_REQUIRED ACTION_
Wherever the word "with" appears in a line of the data, that line should be copied.

_SOURCE INFORMATION_
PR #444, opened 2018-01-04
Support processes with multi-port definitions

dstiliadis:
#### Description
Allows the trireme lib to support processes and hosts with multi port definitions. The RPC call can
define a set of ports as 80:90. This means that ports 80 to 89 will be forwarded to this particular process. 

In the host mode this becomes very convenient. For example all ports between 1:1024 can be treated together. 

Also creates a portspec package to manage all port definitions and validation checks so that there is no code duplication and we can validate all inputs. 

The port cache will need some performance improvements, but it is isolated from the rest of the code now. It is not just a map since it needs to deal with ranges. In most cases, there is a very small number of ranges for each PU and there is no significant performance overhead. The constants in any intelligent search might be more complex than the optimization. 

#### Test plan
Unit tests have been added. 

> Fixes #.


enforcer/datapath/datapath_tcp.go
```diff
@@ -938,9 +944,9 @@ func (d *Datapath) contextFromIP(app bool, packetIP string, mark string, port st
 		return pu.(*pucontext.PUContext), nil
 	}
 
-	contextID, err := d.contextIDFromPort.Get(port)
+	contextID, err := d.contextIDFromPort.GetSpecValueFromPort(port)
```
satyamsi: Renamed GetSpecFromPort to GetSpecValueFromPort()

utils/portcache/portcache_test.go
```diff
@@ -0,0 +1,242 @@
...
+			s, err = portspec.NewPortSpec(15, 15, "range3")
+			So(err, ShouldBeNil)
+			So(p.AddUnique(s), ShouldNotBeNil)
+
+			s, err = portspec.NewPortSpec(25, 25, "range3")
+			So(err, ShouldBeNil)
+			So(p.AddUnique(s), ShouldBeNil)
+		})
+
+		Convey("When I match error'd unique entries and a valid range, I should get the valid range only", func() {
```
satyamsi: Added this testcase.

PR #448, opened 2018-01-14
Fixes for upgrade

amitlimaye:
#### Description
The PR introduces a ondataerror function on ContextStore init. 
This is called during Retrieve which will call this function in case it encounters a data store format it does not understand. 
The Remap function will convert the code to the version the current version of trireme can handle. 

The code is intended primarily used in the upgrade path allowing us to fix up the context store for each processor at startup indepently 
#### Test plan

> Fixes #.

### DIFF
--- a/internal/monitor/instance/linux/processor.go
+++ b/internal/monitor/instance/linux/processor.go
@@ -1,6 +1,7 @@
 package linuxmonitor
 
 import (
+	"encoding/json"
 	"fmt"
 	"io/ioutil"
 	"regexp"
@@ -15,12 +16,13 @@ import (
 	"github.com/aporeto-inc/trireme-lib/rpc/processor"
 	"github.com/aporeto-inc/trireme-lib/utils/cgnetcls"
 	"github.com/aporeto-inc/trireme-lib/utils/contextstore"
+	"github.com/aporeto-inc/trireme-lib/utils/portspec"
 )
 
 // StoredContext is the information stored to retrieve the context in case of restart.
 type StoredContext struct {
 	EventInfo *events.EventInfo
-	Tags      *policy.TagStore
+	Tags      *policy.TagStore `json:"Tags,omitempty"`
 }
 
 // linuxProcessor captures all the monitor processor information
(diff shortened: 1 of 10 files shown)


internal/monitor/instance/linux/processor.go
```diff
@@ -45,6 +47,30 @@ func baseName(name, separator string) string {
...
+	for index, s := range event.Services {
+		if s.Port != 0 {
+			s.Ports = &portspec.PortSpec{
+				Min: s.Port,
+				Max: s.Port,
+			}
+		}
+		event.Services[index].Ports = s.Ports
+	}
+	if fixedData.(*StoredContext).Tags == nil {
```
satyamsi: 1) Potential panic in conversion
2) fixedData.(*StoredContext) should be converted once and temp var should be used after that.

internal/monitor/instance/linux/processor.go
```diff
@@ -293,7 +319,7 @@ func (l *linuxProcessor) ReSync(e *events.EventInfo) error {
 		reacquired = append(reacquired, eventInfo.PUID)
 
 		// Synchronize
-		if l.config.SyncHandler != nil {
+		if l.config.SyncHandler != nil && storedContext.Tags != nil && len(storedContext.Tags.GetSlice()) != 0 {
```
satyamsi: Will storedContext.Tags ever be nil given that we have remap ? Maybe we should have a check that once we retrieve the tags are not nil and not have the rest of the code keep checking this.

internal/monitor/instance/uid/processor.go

_WRITTEN ANSWER_
Support processes with multi-port definitions
Allows the trireme lib to support processes and hosts with multi port definitions. The RPC call can
The port cache will need some performance improvements, but it is isolated from the rest of the code now. It is not just a map since it needs to deal with ranges. In most cases, there is a very small number of ranges for each PU and there is no significant performance overhead. The constants in any intelligent search might be more complex than the optimization. 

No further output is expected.